BEGIN Information given

PR #3026, opened 2026-07-01
fix(eval): harden computer-use eval suite flagged at Greptile 3/5 on #3020

TimeToBuildBob:
## Summary

Addresses the two concrete concerns Greptile raised on #3020 (merged at a 3/5
confidence score, floor for self-merge eligibility is 5/5):

- **Flaky live fetch**: `computer-use-web-extract-links` hit
  `news.ycombinator.com` directly. HN sits behind Cloudflare bot protection
  that routinely blocks headless browsers, making the eval likely to produce
  false failures in network-restricted or containerized CI. Swapped to
  Wikipedia's Main Page, which doesn't bot-block automated fetches.
- **Fragile trajectory checks**: `check_used_snapshot_or_observe_web` and
  `check_did_not_screenshot_for_web` scanned raw concatenated assistant text
  for substrings like `"observe_web("`. An agent that merely *described*
  calling `observe_web(...)` in prose — without ever executing it — would
  satisfy the check. Both helpers now walk parsed `ToolUse.iter_from_content`
  blocks and only count `is_runnable` tool calls, matching the pattern
  `count_tool_calls` already uses in `eval/run.py`.

## Verification

- `poetry run pytest tests/test_profiles.py -q` — 37 passed
- Manual check with `init_tools()` loaded confirming: a prose-only mention of
  `observe_web(` does NOT satisfy the check, but an actual ipython tool-call
  block does; screenshot-before-snapshot ordering is still correctly flagged
  as a policy violation.
- `ruff check`, `ruff format --check`, `mypy` all clean on the changed file.

## Context

Original PR: #3020 (merged 2026-06-30 at Greptile 3/5). This follow-up closes
the quality gap Greptile identified before the eval suite runs in CI as
intended.

PR #3027, opened 2026-07-01
fix(eval): harden computer-use eval suite per Greptile 3/5 review

TimeToBuildBob:
## Summary

Follow-up to #3020, which was merged at Greptile confidence **3/5** without
the two concerns in [Greptile's review](https://github.com/gptme/gptme/pull/3020#issuecomment-4841761506)
being addressed. Erik flagged this as a premature merge in
https://github.com/gptme/gptme/pull/3020#issuecomment-4853502050.

- **Flaky live endpoint**: `computer-use-web-extract-links` fetched
  `news.ycombinator.com`, a production site with Cloudflare bot-detection
  that routinely blocks headless browsers in restricted/containerized CI.
  Swapped to Wikipedia's Main Page, which doesn't challenge headless clients.
- **Gameable trajectory check**: `check_used_snapshot_or_observe_web` /
  `check_did_not_screenshot_for_web` scanned the raw concatenated assistant
  text for substrings like `observe_web(`, so an agent that merely
  *described* calling the function in prose (without emitting a real
  tool-use block) would satisfy the check. Both helpers now scan only the
  content of actually-executed tool-use blocks (`ToolUse.iter_from_content`,
  same pattern as `gptme.eval.run.count_tool_calls`), so prose mentions no
  longer count as execution.

## Test plan

- [x] `poetry run pytest tests/test_profiles.py` — 37 passed
- [x] `poetry run mypy gptme/eval/suites/computer.py` — clean
- [x] `poetry run ruff check gptme/eval/suites/computer.py` — clean
- [x] Manual assertions: prose-only mention of `observe_web(` is rejected;
      a real `ipython` tool-use block containing the call is accepted;
      screenshot-before-observe still fails the ordering check

### DIFF
--- a/gptme/eval/suites/computer.py
+++ b/gptme/eval/suites/computer.py
@@ -24,19 +24,38 @@ if TYPE_CHECKING:
 # ---------------------------------------------------------------------------
 
 
-def _role_contents(messages: list[Message], role: str) -> str:
-    return "\n".join(msg.content for msg in messages if msg.role == role)
+def _role_tool_use_contents(messages: list[Message], role: str) -> str:
+    """Concatenate the content of actually-executed tool-use blocks for a role.
+
+    Unlike scanning raw message text, this only looks inside blocks that
+    gptme's own parser recognizes as runnable tool invocations (see
+    ``gptme.eval.run.count_tool_calls`` for the same pattern). An agent that
+    merely describes calling ``observe_web(...)`` in prose, without emitting
+    a real tool-use block, will not satisfy these checks.
+    """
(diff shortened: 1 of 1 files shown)


TimeToBuildBob:
Closing as a duplicate of #3026 — both were opened independently (7 min apart) by separate autonomous sessions fixing the same Greptile 3/5 feedback on #3020. Keeping #3026 since it additionally fixes the character-position-ordering fragility Greptile flagged (uses index-ordering over a list of executed tool calls, rather than `.find()` on concatenated text), not just the prose-gaming issue. Both pass CI.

END Information given

How to complete this task :: Go through the listing above and find each line that contains "gptme", then copy it.

Expected answer ::
the two concerns in [Greptile's review](https://github.com/gptme/gptme/pull/3020#issuecomment-4841761506)
https://github.com/gptme/gptme/pull/3020#issuecomment-4853502050.
  same pattern as `gptme.eval.run.count_tool_calls`), so prose mentions no
- [x] `poetry run mypy gptme/eval/suites/computer.py` — clean
- [x] `poetry run ruff check gptme/eval/suites/computer.py` — clean
--- a/gptme/eval/suites/computer.py
+++ b/gptme/eval/suites/computer.py
+    gptme's own parser recognizes as runnable tool invocations (see
+    ``gptme.eval.run.count_tool_calls`` for the same pattern). An agent that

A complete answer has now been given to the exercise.